PRESENT AT THE CREATION
Pollock and Maitland’s two volumes go back to the era before the Norman Conquest of 1066. But the volumes primarily deal with the legal revolution that occurred in the reign of Henry II (1154-89), William the Conqueror’s great-grandson, and the working out of the implications of this legal revolution down to 1272. This was the founding era of what has come to be called the common law, the judicial system that still prevails in England and Wales (but only partly in Scotland) and in the United States, the English-speaking provinces of Canada, and many other countries that were once part of the British Empire. No one knows for sure the origin of the term “common law.” Either it means royal law—law common to the whole of the English kingdom, as distinct from local customs—or the term stands for secular law as distinct from church law. Henry II got into a furious conflict with his archbishop of Canterbury, Thomas Becket, formerly the king’s friend and chief official, over the marginalization of ecclesiastical (termed canon) law in the interests of the great expansion of royal law, as well as over the property of the church. Even before Becket was removed in 1170 by assassination at the hands of four of the king’s overeager courtiers, the archbishop was losing the fight to restrain this advance of the common law over every aspect of English life except marriage, divorce, blasphemy, and adultery. How and why this legal revolution happened, making English law very different from Continental European law, is the main theme of Pollock and Maitland.
So it seems the battle between Church and State began early, and as usual, it was a battle of power, influence, and wealth which the Church began to lose.

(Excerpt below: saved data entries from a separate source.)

PR #249, opened 2016-02-24
Fixes for organization profile

joshsmith:
- [x] Allow for projects show
- [x] Test for `projects/:id` in API specs
- [x] Add projects to unavailable slugs if not added
- [x] Ensure tests don't include owner
- [x] Test for slugged route serializer
- [x] Test for `has_many` projects in organization
- [x] Test for `has_many` members in organization
- [x] Test for slug in project serializer

### DIFF
--- a/Gemfile
+++ b/Gemfile
@@ -55,6 +55,7 @@ group :development, :test do
   gem 'pry-rails'
   gem 'pry'
   gem 'pry-nav'
+  gem 'pry-remote'
   gem 'pry-stack_explorer'
 
   gem 'rspec-rails', '~> 3.0'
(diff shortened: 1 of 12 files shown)


scarfdestroyer:
So @JoshSmith Now, "projects" is a reserved route that redirects to all projects and not, say, code-corps project called "projects" ?

scarfdestroyer:
Looks good to me. :+1:

joshsmith:
@scarfdestroyer actually `projects` was always in reserved routes. I just verified it was in there. The difference in this PR is just that `projects/:id` show works where it didn't before. This is required on the Ember side when doing an async request for a single project inside an organization's list of projects.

It is remarkable to see the modern parallels whereby the Conservative Christian Fundamentalists as always are looking back, even centuries as I've long suspected, to connive and finagle their power/wealth back. (me)
The Angevin government of Henry II, as described by Maitland, arrived at its momentous reforming judicial decisions in the 1160s for reasons of both expediency and profit. The expedient was a low-cost judicial system that at the same time enhanced royal power over landed society. The profit came mainly from the cost of obtaining a royal writ to start a civil suit (as it does today) and the seizures by the crown of a felon’s movable property. If the expansion of the jury system was an institutional innovation that was bound to be favored by the gentry who would staff the juries and find their participation in the process of the common law enhanced, thereby stiffening their loyalty to the crown, this was a happy side effect. Maitland stresses that we are witnessing not the preparation of a fully elaborated, predetermined structure but a great many functional contingencies and experiments at work. The judicial outcome could have been different if one or more components were variant or absent. The role of the crown was crucially important, but there were many other factors at work, including the need for landlords to settle property disputes and the desire of peasant villagers to control crime. Dozens of contingencies had to fall into place and interact for the common law to compose itself in the way it did.